As seen in the following bytes generated for each of them using "Example String" and "Example Key" as the plainText and secretKey respectively -

ASCII
clearBytes: [69,120,97,109,112,108,101,32,83,116,114,105,110,103,]
encryptor.Key: [123,213,18,82,141,249,182,218,247,31,246,83,80,77,195,134,230,92,0,125,232,210,135,115,145,193,140,239,228,225,183,13,]
encryptor.IV: [101,74,46,177,46,233,68,252,83,169,211,13,249,61,118,167,]
Result: eQus9GLPKULh9vhRWOJjog==

Unicode:
clearBytes: [69,0,120,0,97,0,109,0,112,0,108,0,101,0,32,0,83,0,116,0,114,0,105,0,110,0,103,0,]
encryptor.Key: [123,213,18,82,141,249,182,218,247,31,246,83,80,77,195,134,230,92,0,125,232,210,135,115,145,193,140,239,228,225,183,13,]
encryptor.IV: [101,74,46,177,46,233,68,252,83,169,211,13,249,61,118,167,]
Result: eAQO+odxOdGlNRB81SHR2XzJhyWtz6XmQDko9HyDe0w=

The JS result was similar too, which confirmed that it's using ASCII byte conversion -

keyBytes: 7bd512528df9b6daf71ff653504dc386e65c007de8d2877391c18cefe4e1b70d654a2eb12ee944fc53a9d30df93d76a7
key: 7bd512528df9b6daf71ff653504dc386e65c007de8d2877391c18cefe4e1b70d
iv: 654a2eb12ee944fc53a9d30df93d76a7  

Thus I just need to increase the length of the plainText to make it use Unicode equivalent byte generation (Sorry, not familiar with the term). Since Unicode was assigning 2 space for each character in the byteArray, keeping the second space as 0, I basically created gap in the plainText's characters and filled that gap with character whose ASCII value was 0 using the addExtraByteToChars() function. And it made all the difference.

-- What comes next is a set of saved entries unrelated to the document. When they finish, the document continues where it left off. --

PR #2859, opened 2025-03-20
feat(campaigns): provide config for opt-out

### LINKED ISSUE #2265: Notifications as opt-in/out feature

chrismclarke:
PR Checklist

## Description
Provide deployment config option `campaigns.enabled` to allow _opt-out_ of campaigns system

Due to the way various other services interact with the campaigns system, it's not currently possible to fully remove the service, and so the console will still show the system as initialised (albeit resolving much more quickly than otherwise would). Opting out should at least prevent user permission prompts for notifications.

## Review Notes
If running a regular deployment that makes use of campaigns and notifications should check things still function as expected (e.g. notification prompt, campaign/notification debug pages)

To test behaviour opted out should pick a deployment that doesn't make use of campaigns and update app config accordingly:
```
config.campaigns.enabled = false
```
Expected that if running in web preview should not prompt for notification permission (not applicable when running in localhost as permissions never requested)

## Author Notes
The main purpose of this feature is to provide a short-term bypass to avoid notification permission prompts for deployments not making use of notifications (as currently the only means of interacting with notifications in the app is via campaigns).

In the future we would likely want to auto-detect whether the feature is required and provide optimisation to auto opt-in/out accordingly. 

## Dev Notes
This originally started as a local-notifications opt out, however I realised this could lead to lots of errors if campaigns still try to schedule. As such the focus here is on making the campaigns system more modular for easier opt-in and out, with various knock-on effects

**Local Notification Interaction Service** 
This was previously created as a global service, but only serves the purpose of storing local notification history in a database for use in debugging. As such it's been renamed to the `LocalNotificationPersistAdapter` and accessed as a child class of the local notification service instead of a global service. This makes it easier to decouple other dependencies

**App Initialisation**
Given that the only way to interact with notification is through the campaigns system, hardcoded calls to init notifications within the app.module have been removed. Similarly hardcoded calls to init the campaign service have been removed, and placed within the campaign module instead with deployment config check. The purpose of refactoring init into the module is for easier future optimisation where the module import can be commented out if not in use. 

A knock-on effect of this is that the module constructor code is not async, so the init method will fire but not block anything else happening in the app. This isn't much of an issue as any methods that call the service typically have their own logic to check it has been initialised (e.g. evaluating `@campaign.some_value` from template variable service), however there will be a small warning coming from the `template-processor` service to say that it has injected a service that is not yet ready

It's a workaround for sure, but started working for my scenario. I suppose this may or may not prove useful to others, thus sharing the findings. If anyone can suggest better implementation of the addExtraByteToChars() function (probably some term for this conversion instead of ASCII to Unicode or a better, efficient, and not hacky way to do that), please suggest it.